Counterpoint Press recently benefitted from a recent cohabitation of sorts with Soft Skull Press and Shoemaker & Hoard, the former of which continues to publish works under its own name, the latter of which now uses the Counterpoint imprint. There was a distinct integrity to each of these three presses that no longer quite survives, and the result is a varied assortment of a tremendous array of titles, authors, and genres.

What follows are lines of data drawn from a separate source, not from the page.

PR #1216, opened 2026-06-30
verifier/token: consume bootstrap config toml

makramkd:
## Description

The token verifier previously sourced monitoring config from its own app config TOML, which was fine when monitoring was the only operator-provided section. The blocker was that `bootstrap.Config` unconditionally required the full infra bundle (JD/DB/Keystore/Server), so the token verifier, which runs in static-TOML mode with no DB or JD,  couldn't load a bootstrap config at all.

The trigger to fix this arrived: a structured OTel log-streaming logger will be constructed in bootstrap code from `monitoring.Config` and delivered to service factories via `ServiceDeps.Logger`. The token verifier must receive that logger, which means it must participate in the same operator-config load path as the commit verifier and executor.

**What changed:**

- bootstrap.Config.validate() is now mode-driven. It validates the infra bundle ([jd], [db], [keystore], [server]) only in JD mode, keyed on the jdMode flag (passed as needsInfra), not on which sections happen to be present in the TOML. 
  - In static-TOML mode the infra bundle is ignored: any infra section present is logged as a warning, not an error. Monitoring is always validated independently, in both modes. This makes a monitoring-only bootstrap TOML valid, while a JD-mode app with a missing/malformed infra section still fails at load time with a precise, per-section error.

- `Bootstrapper` gains an unexported `jdMode bool`. `Start()` routes on this flag instead of `b.config != nil`, because `b.config` can now be set in both modes. In static-TOML mode, if `BOOTSTRAPPER_CONFIG_PATH` is explicitly set, the bootstrap TOML is loaded (no default fallback to `/etc/config.toml`; that would collide with `TOKEN_VERIFIER_CONFIG_PATH`, which shares the same default; will create a follow-up ticket for this).

- `startWithAppConfig` now builds a full `ServiceDeps` (Logger + Monitoring). Previously it only set `Registry`. The token verifier's inline logger-creation block (and its `// TODO: use deps.lggr` comment) is gone; it uses `deps.Logger` via `WithLogLevelFromEnv`.

- The token verifier uses `bootstrap.ResolveMonitoring(deps.Monitoring, cfg.Monitoring)` — the same F2 fallback pattern as the commit verifier and executor — so existing deployments without a bootstrap config continue to read monitoring from the app config unchanged.

- Devenv generates a separate bootstrap config (monitoring only) for the token verifier alongside its app config, and sets both `TOKEN_VERIFIER_CONFIG_PATH` and `BOOTSTRAPPER_CONFIG_PATH` explicitly. This also fixes the pre-existing TODO where the app config was mounted at `aggregator.DefaultConfigFile`.

The change is backwards compatible. No operator action is required until they want to opt in; see the migration guide in `changelog/2026-07-01_token_verifier_operator_config.md`.

## Testing

- `go test ./bootstrap/...`.

## Checklist

### DIFF
--- a/bootstrap/bootstrap.go
+++ b/bootstrap/bootstrap.go
@@ -216,7 +216,7 @@ func NewBootstrapper(
 
 		b.configPath = resolveBootstrapConfigPath(b.configPath)
 		b.config = &Config{}
-		if err := LoadAndValidateConfig(b.configPath, b.config); err != nil {
+		if err := LoadAndValidateConfig(lggr, b.configPath, b.config, true); err != nil {
 			return nil, fmt.Errorf("failed to load bootstrap config (%s): %w", b.configPath, err)
 		}
 		// not logging config because it contains secrets.
@@ -227,7 +227,7 @@ func NewBootstrapper(
 		// here: TOKEN_VERIFIER_CONFIG_PATH and BOOTSTRAPPER_CONFIG_PATH both default to
 		// /etc/config.toml, so applying the default would decode the wrong file. See issue #013.
 		b.config = &Config{}
-		if err := LoadAndValidateConfig(path, b.config); err != nil {
+		if err := LoadAndValidateConfig(lggr, path, b.config, false); err != nil {
 			return nil, fmt.Errorf("failed to load operator config (%s): %w", path, err)
 		}
 		lggr.Infow("loaded operator config for static-TOML mode")
--- a/bootstrap/bootstrap.go
+++ b/bootstrap/bootstrap.go
@@ -210,46 +210,27 @@ func NewBootstrapper(
 	if b.jdMode {
 		// JD mode requires a CSA key for node authentication. Inject the default if the caller
 		// did not explicitly declare one, so callers only need to list their application keys.
-		hasCSA := false
-		for _, k := range b.keys {
-			if k.purpose == "csa" {
-				hasCSA = true
-				break
-			}
-		}
-		if !hasCSA {
+		if !hasCSAKey(b.keys) {
 			b.keys = append([]keyToInit{{DefaultCSAKeyName, "csa", keystore.Ed25519}}, b.keys...)
 		}
 
-		// Use provided config path if set by an option.
-		if b.configPath == "" {
-			// If no config path is provided by an option, check the environment variable.
-			b.configPath = os.Getenv(ConfigPathEnv)
-			if b.configPath == "" {
-				// If the environment variable is not set, use the default config path.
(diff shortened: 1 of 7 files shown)


cmd/verifier/token/main.go
```diff
@@ -96,27 +96,7 @@ func (tvf *tokenVerifierFactory) Start(ctx context.Context, spec bootstrap.JobSp
...
-		tvf.lggr, err = logger.NewWith(logging.GetLogProfile(zapLevel))
-		if err != nil {
-			return fmt.Errorf("failed to create logger: %v", err)
-		}
-		tvf.lggr = logger.Named(tvf.lggr, "verifier")
-	}
-
-	// Use SugaredLogger for better API
-	tvf.lggr = logger.Sugared(tvf.lggr)
+	tvf.lggr = deps.Logger
```
makramkd, line 99: **nit**: bring back Sugared?

bootstrap/config.go
```diff
@@ -143,7 +143,19 @@ type Config struct {
 	Monitoring *monitoring.Config
 }
 
-func (c *Config) validate() error {
+// hasInfraKeys reports whether any infra section (jd, db, keystore, server) appears in md.
+func hasInfraKeys(md toml.MetaData) bool {
+	for _, key := range md.Keys() {
+		switch key[0] {
```
makramkd: **nit**: this seems funky, should we use `key.String()` instead?

bootstrap/bootstrap.go
```diff
@@ -192,44 +197,40 @@ func NewBootstrapper(
...
+		// Static-TOML mode: optionally load operator config when BOOTSTRAPPER_CONFIG_PATH is
+		// explicitly set. The default fallback to DefaultConfigPath is intentionally suppressed
+		// here: TOKEN_VERIFIER_CONFIG_PATH and BOOTSTRAPPER_CONFIG_PATH both default to
+		// /etc/config.toml, so applying the default would decode the wrong file. See issue #013.
+		b.config = &Config{}
+		if err := LoadAndValidateConfig(lggr, path, b.config, false); err != nil {
+			return nil, fmt.Errorf("failed to load operator config (%s): %w", path, err)
+		}
+		lggr.Infow("loaded operator config for static-TOML mode")
 	}
```
bukata-sa, line 234: what if not jd and env is not set? maybe return an error?

bukata-sa (approved):

KodeyThomas (approved):

bukata-sa (approved):

faisal-chainlink (approved):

I first discovered Counterpoint before this multiply beneficial acquisition, in making my way through David Markson's work. While Dalkey Archive Press is responsible for his better known and, for the most part, simply better novels – most notably Wittgenstein's Mistress and Springer's Progress –, Markson is quite giving enough to share his capacious talent with other publishers, among them Counterpoint. The Last Novel and This Is Not a Novel are both wonderful works, although their stylistic reminiscence of Mistress does them far more harm than good: both immensely enjoyable, neither is as enveloping and uniquely cohesive as Markson's most celebrated text; neither might they strive to be, but the similarities of tone and technique don't let comparison escape easily. Rather, it is Counterpoint's publication of his earlier, genre work – which were originally published by Shoemaker & Hoard – that I most enjoy. Epitaph for a Tramp and Epitaph for a Deadbeat combine two of his crime novels, both of which were initially published long before his forays into literary existentialism; they are terrifically fun: reference enough to Sam Spade seems provided to make it comfortably postmodernist, but it is Markson's distinct perversions and tone-consistent diegetic vagaries that make these novels worthwhile. His exploration of the territory of Westerns in The Ballad of Dingus MaGee is similarly enjoyable, no more provocative than its wily temper seems capable of, but far more exploratory than it need be. A hilariously and unnervingly unfunny attempt at being funny resulted in Dirty Dingus Magee, a 1970 film adaptation of the novel starring Frank Sinatra. If you can make it through the trailer, available at the bottom of the page, then the movie might be for you.
Counterpoint's opportunistic streak was likely the genesis of Not-Knowing, an unwieldy but often remarkable and insightful collection of essays, interviews, and ephemera by and with Donald Barthelme. It seems fitting and poignant that the more popular publication of this text is offered by Vintage. Barthelme's shorts collections Flying to America and The Teachings of Don B. are also offered by Counterpoint; the latter collection is perhaps most notable for its marvelous introduction by Thomas Pynchon.
Maeve Brennan's short-story collection The Springs of Affection is one of the more guilt-free Counterpoint offerings; it is a terrific, beautiful collection, the title story of which is one of the most extraordinary I've ever read. In fitting Counterpoint fashion, a better-selling edition has been published by Houghton Mifflin.
Counterpoint's catalogue feels something like a winning, occasionally revelatory, often enervating walk through a flea market.